* [Your instructions]:
Extract from the listing each line in which the word "queries" appears.

---------- Data for the task

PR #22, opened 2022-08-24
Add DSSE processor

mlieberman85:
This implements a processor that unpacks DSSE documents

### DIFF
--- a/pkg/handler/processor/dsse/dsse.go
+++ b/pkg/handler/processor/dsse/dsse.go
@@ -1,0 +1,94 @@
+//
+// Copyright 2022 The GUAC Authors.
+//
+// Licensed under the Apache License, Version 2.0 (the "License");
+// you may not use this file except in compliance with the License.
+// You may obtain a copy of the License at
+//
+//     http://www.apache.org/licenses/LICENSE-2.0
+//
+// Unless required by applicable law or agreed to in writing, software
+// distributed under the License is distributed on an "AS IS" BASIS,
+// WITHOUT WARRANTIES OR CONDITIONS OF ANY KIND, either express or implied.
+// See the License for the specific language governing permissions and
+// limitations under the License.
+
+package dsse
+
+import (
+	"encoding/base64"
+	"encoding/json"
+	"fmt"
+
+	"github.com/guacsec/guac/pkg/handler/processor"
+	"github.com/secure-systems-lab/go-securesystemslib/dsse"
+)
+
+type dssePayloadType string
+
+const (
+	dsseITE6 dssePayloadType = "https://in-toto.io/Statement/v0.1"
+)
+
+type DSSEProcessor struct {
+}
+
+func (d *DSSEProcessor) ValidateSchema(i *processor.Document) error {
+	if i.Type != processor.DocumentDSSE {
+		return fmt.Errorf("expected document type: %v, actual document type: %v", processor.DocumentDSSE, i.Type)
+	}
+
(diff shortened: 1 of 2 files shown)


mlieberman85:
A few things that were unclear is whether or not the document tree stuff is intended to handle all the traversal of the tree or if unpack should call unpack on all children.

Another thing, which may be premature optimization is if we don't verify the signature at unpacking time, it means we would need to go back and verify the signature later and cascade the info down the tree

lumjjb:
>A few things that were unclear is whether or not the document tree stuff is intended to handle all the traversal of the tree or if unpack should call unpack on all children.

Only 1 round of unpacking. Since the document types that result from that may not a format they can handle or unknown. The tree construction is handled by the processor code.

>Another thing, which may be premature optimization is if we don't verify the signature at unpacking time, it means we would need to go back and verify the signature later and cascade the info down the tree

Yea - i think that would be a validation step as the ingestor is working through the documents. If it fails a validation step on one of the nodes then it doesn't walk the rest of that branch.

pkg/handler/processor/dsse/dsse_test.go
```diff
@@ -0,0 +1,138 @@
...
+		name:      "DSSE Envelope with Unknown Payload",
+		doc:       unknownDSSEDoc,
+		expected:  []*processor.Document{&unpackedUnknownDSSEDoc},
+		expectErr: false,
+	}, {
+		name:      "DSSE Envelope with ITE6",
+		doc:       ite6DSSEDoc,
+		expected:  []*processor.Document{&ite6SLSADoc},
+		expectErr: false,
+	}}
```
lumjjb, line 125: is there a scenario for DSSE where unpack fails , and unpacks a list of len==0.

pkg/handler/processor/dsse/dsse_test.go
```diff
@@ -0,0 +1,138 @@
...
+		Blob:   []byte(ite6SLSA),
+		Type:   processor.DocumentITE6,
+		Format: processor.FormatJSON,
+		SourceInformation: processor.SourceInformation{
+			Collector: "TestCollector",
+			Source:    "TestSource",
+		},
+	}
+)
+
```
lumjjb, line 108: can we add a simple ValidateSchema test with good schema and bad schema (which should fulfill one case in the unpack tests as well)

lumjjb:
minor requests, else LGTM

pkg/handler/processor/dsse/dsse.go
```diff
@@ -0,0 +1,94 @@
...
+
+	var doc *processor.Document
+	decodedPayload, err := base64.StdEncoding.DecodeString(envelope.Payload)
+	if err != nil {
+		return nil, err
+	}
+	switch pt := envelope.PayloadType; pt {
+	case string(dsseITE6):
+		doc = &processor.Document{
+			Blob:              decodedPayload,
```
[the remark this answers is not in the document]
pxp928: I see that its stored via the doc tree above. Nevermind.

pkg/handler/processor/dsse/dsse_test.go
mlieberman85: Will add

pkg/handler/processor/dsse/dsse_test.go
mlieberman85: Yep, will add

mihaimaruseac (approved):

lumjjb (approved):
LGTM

--------------------
---------- Data for the task

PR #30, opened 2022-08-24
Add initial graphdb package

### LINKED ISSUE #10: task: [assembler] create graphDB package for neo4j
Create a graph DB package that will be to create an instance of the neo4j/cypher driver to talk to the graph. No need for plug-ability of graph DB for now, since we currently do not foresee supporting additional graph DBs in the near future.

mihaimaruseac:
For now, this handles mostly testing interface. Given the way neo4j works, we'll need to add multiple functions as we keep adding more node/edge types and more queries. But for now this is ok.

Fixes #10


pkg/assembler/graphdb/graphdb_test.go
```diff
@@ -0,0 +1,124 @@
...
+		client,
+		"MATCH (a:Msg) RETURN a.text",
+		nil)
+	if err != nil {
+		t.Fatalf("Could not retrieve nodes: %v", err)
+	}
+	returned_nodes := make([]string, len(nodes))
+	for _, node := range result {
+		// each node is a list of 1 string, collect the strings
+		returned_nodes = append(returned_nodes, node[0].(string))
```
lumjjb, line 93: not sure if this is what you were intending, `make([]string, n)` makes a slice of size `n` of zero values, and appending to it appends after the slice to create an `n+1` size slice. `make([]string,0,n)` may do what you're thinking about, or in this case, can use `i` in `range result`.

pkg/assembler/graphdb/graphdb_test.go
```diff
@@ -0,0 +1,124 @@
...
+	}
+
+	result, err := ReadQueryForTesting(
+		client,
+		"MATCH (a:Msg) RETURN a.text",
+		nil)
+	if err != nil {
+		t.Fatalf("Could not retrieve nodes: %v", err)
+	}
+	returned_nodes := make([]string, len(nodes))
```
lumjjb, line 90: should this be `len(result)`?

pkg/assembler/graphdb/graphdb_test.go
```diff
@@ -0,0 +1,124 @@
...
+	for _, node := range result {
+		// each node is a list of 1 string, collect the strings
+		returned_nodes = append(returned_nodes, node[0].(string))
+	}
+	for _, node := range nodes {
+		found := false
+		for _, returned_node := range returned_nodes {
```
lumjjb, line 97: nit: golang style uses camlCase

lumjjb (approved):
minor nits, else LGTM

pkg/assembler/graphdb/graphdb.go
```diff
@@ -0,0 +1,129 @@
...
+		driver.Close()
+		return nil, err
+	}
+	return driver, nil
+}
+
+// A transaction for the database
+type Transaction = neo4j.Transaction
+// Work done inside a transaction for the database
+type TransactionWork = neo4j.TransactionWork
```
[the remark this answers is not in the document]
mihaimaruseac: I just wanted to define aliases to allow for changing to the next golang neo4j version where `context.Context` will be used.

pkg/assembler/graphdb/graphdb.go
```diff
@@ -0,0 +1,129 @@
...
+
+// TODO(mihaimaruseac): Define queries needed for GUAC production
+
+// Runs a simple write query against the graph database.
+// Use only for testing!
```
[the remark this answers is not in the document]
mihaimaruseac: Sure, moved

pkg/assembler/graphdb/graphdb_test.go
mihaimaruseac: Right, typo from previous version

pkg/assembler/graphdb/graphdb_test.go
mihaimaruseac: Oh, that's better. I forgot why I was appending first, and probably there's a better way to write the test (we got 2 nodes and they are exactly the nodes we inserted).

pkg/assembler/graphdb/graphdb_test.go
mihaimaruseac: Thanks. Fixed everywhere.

--------------------

* [Answer to this exercise]:
For now, this handles mostly testing interface. Given the way neo4j works, we'll need to add multiple functions as we keep adding more node/edge types and more queries. But for now this is ok.
+// TODO(mihaimaruseac): Define queries needed for GUAC production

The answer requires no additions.